[[ Exercise inputs, beginning ]]
Issue #1197, opened 2024-10-01
config parsing fails with "Empty subsection name"


srijan-paul:
If the `.git/config` file has an empty subsection name like this:

```toml
[remote ""]
url = "foo"
fetch = "bar"
```

The official git implementation works fine, but go-git fails to parse the config with an error that says "empty subsection name".
Found out while using go-git at work to analyze git repos.

I'd be happy to send a patch to make go-git behave the same as git.

Minimal reproduction:

```go
package main

import "github.com/go-git/go-git/v5"

func must(err error) {
	if err != nil {
		panic(err)
	}
}

func main() {
       // somerepo/.git/config should have an empty toml subsection.
	repo, err := git.PlainOpen("./somerepo")
	must(err)

	remotes, err := repo.Remotes()
	must(err) // panics here

	for _, remote := range remotes {
		println(remote.Config().Name)
	}
```

CLBRITTON2:
I can probably take a look at this

CLBRITTON2:
@pjbgf I don't think it would be incredibly difficult to adapt `go-git/gcfg` to support. 
I didn't dive too deep but it seemed like removing the empty name check/error and it's test case from gcfg allowed tests to pass.
I'd have to look into what go-git tests would need modifying to allow empty subsection names.
That would at least allow empty subsections to exist in a config without throwing errors.
Adapting to match upstream `git` might be a little bit more involved. I believe both config parsing and encoding would have to be modified to capture options that fall under an empty subsection name.
I'll continue looking into this.

PR #1562, opened 2025-06-04
plumbing: format/config, remove empty config subsection name test

CLBRITTON2:
step 1 in fix for issue #1197
point go.mod to fork of gcfg that removes empty subsection name check and error
This will stop go-git from throwing an error when parsing a config file with an empty subsection name.
To match git we'll have to account for options that fall under empty subsection names like URLs for example during config marshal/unmarshal.

### DIFF
--- a/config/config.go
+++ b/config/config.go
@@ -379,6 +379,21 @@ func (c *Config) unmarshalRemotes() error {
 		c.Remotes[r.Name] = r
 	}
 
+	// Check if the main remote section still has options
+	// after unmarshaling named subsections - this indicates an empty subsection name
+	if len(s.Options) > 0 {
+		emptySubsection := &format.Subsection{
+			Name:    "",
+			Options: s.Options,
+		}
+
+		r := &RemoteConfig{}
+		if err := r.unmarshal(emptySubsection); err != nil {
+			return err
+		}
+
+		c.Remotes[r.Name] = r
+	}
 	// Apply insteadOf url rules
 	for _, r := range c.Remotes {
 		r.applyURLRules(c.URLs)
--- a/plumbing/format/config/decoder_test.go
+++ b/plumbing/format/config/decoder_test.go
@@ -47,12 +47,12 @@ func (s *DecoderSuite) TestDecodeFailsWithEmptySectionName() {
 	decodeFails(s, t)
 }
 
-func (s *DecoderSuite) TestDecodeFailsWithEmptySubsectionName() {
+func (s *DecoderSuite) TestDecodeSucceedsWithEmptySubsectionName() {
 	t := `
 	[remote ""]
 	key=value
 	`
-	decodeFails(s, t)
+	decodeSucceeds(s, t)
 }
 
 func (s *DecoderSuite) TestDecodeFailsWithBadSubsectionName() {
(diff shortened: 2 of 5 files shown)


plumbing/format/config/decoder_test.go
```diff
@@ -47,14 +47,6 @@ func (s *DecoderSuite) TestDecodeFailsWithEmptySectionName() {
 	decodeFails(s, t)
 }
 
-func (s *DecoderSuite) TestDecodeFailsWithEmptySubsectionName() {
```
pjbgf, line 50: Should we not keep this test and change the assertion to confirm that it does not fail instead?

CLBRITTON2: Yeah, it does make sense to keep the test in place for regression/version mismatch

repository_test.go
```diff
@@ -407,7 +407,7 @@ func (s *RepositorySuite) TestEmptyCreateBranch() {
 	r, _ := Init(memory.NewStorage())
 	err := r.CreateBranch(&config.Branch{})
 
-	s.NotNil(err)
+	s.Nil(err)
```
pjbgf:
```suggestion
	s.NoError(err)
```

repository_test.go
```diff
@@ -605,7 +605,7 @@ func (s *RepositorySuite) TestCreateBranchInvalid() {
...
```
pjbgf:
```suggestion
	s.Error(err)
```

config/branch_test.go
```diff
@@ -16,17 +16,17 @@ func TestBranchSuite(t *testing.T) {
...
 	}
-	badBranch := Branch{
+	noNameBranch := Branch{
 		Remote: "some_remote",
 		Merge:  "refs/heads/master",
 	}
-	b.Nil(goodBranch.Validate())
-	b.NotNil(badBranch.Validate())
+	b.Nil(namedBranch.Validate())
+	b.Nil(noNameBranch.Validate())
```
pjbgf:
```suggestion
	b.NoError(namedBranch.Validate())
	b.Error(noNameBranch.Validate())
```

config/branch.go
```diff
@@ -54,6 +49,10 @@ func (b *Branch) Validate() error {
 		return errBranchInvalidRebase
 	}
 
+	// Skip validation on empty branch names to avoid violating git ref format rules
+	if b.Name == "" {
+		return nil
+	}
```
pjbgf: Not sure we should change the existing branch validation, name seems to be compulsory here.

plumbing/format/config/decoder_test.go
[[ Exercise inputs, end ]]
» What you should do
Retype each line above exactly as written.

» Result
Issue #1197, opened 2024-10-01
config parsing fails with "Empty subsection name"


srijan-paul:
If the `.git/config` file has an empty subsection name like this:

```toml
[remote ""]
url = "foo"
fetch = "bar"
```

The official git implementation works fine, but go-git fails to parse the config with an error that says "empty subsection name".
Found out while using go-git at work to analyze git repos.

I'd be happy to send a patch to make go-git behave the same as git.

Minimal reproduction:

```go
package main

import "github.com/go-git/go-git/v5"

func must(err error) {
	if err != nil {
		panic(err)
	}
}

func main() {
       // somerepo/.git/config should have an empty toml subsection.
	repo, err := git.PlainOpen("./somerepo")
	must(err)

	remotes, err := repo.Remotes()
	must(err) // panics here

	for _, remote := range remotes {
		println(remote.Config().Name)
	}
```

CLBRITTON2:
I can probably take a look at this

CLBRITTON2:
@pjbgf I don't think it would be incredibly difficult to adapt `go-git/gcfg` to support. 
I didn't dive too deep but it seemed like removing the empty name check/error and it's test case from gcfg allowed tests to pass.
I'd have to look into what go-git tests would need modifying to allow empty subsection names.
That would at least allow empty subsections to exist in a config without throwing errors.
Adapting to match upstream `git` might be a little bit more involved. I believe both config parsing and encoding would have to be modified to capture options that fall under an empty subsection name.
I'll continue looking into this.

PR #1562, opened 2025-06-04
plumbing: format/config, remove empty config subsection name test

CLBRITTON2:
step 1 in fix for issue #1197
point go.mod to fork of gcfg that removes empty subsection name check and error
This will stop go-git from throwing an error when parsing a config file with an empty subsection name.
To match git we'll have to account for options that fall under empty subsection names like URLs for example during config marshal/unmarshal.

### DIFF
--- a/config/config.go
+++ b/config/config.go
@@ -379,6 +379,21 @@ func (c *Config) unmarshalRemotes() error {
 		c.Remotes[r.Name] = r
 	}
 
+	// Check if the main remote section still has options
+	// after unmarshaling named subsections - this indicates an empty subsection name
+	if len(s.Options) > 0 {
+		emptySubsection := &format.Subsection{
+			Name:    "",
+			Options: s.Options,
+		}
+
+		r := &RemoteConfig{}
+		if err := r.unmarshal(emptySubsection); err != nil {
+			return err
+		}
+
+		c.Remotes[r.Name] = r
+	}
 	// Apply insteadOf url rules
 	for _, r := range c.Remotes {
 		r.applyURLRules(c.URLs)
--- a/plumbing/format/config/decoder_test.go
+++ b/plumbing/format/config/decoder_test.go
@@ -47,12 +47,12 @@ func (s *DecoderSuite) TestDecodeFailsWithEmptySectionName() {
 	decodeFails(s, t)
 }
 
-func (s *DecoderSuite) TestDecodeFailsWithEmptySubsectionName() {
+func (s *DecoderSuite) TestDecodeSucceedsWithEmptySubsectionName() {
 	t := `
 	[remote ""]
 	key=value
 	`
-	decodeFails(s, t)
+	decodeSucceeds(s, t)
 }
 
 func (s *DecoderSuite) TestDecodeFailsWithBadSubsectionName() {
(diff shortened: 2 of 5 files shown)


plumbing/format/config/decoder_test.go
```diff
@@ -47,14 +47,6 @@ func (s *DecoderSuite) TestDecodeFailsWithEmptySectionName() {
 	decodeFails(s, t)
 }
 
-func (s *DecoderSuite) TestDecodeFailsWithEmptySubsectionName() {
```
pjbgf, line 50: Should we not keep this test and change the assertion to confirm that it does not fail instead?

CLBRITTON2: Yeah, it does make sense to keep the test in place for regression/version mismatch

repository_test.go
```diff
@@ -407,7 +407,7 @@ func (s *RepositorySuite) TestEmptyCreateBranch() {
 	r, _ := Init(memory.NewStorage())
 	err := r.CreateBranch(&config.Branch{})
 
-	s.NotNil(err)
+	s.Nil(err)
```
pjbgf:
```suggestion
	s.NoError(err)
```

repository_test.go
```diff
@@ -605,7 +605,7 @@ func (s *RepositorySuite) TestCreateBranchInvalid() {
...
```
pjbgf:
```suggestion
	s.Error(err)
```

config/branch_test.go
```diff
@@ -16,17 +16,17 @@ func TestBranchSuite(t *testing.T) {
...
 	}
-	badBranch := Branch{
+	noNameBranch := Branch{
 		Remote: "some_remote",
 		Merge:  "refs/heads/master",
 	}
-	b.Nil(goodBranch.Validate())
-	b.NotNil(badBranch.Validate())
+	b.Nil(namedBranch.Validate())
+	b.Nil(noNameBranch.Validate())
```
pjbgf:
```suggestion
	b.NoError(namedBranch.Validate())
	b.Error(noNameBranch.Validate())
```

config/branch.go
```diff
@@ -54,6 +49,10 @@ func (b *Branch) Validate() error {
 		return errBranchInvalidRebase
 	}
 
+	// Skip validation on empty branch names to avoid violating git ref format rules
+	if b.Name == "" {
+		return nil
+	}
```
pjbgf: Not sure we should change the existing branch validation, name seems to be compulsory here.

plumbing/format/config/decoder_test.go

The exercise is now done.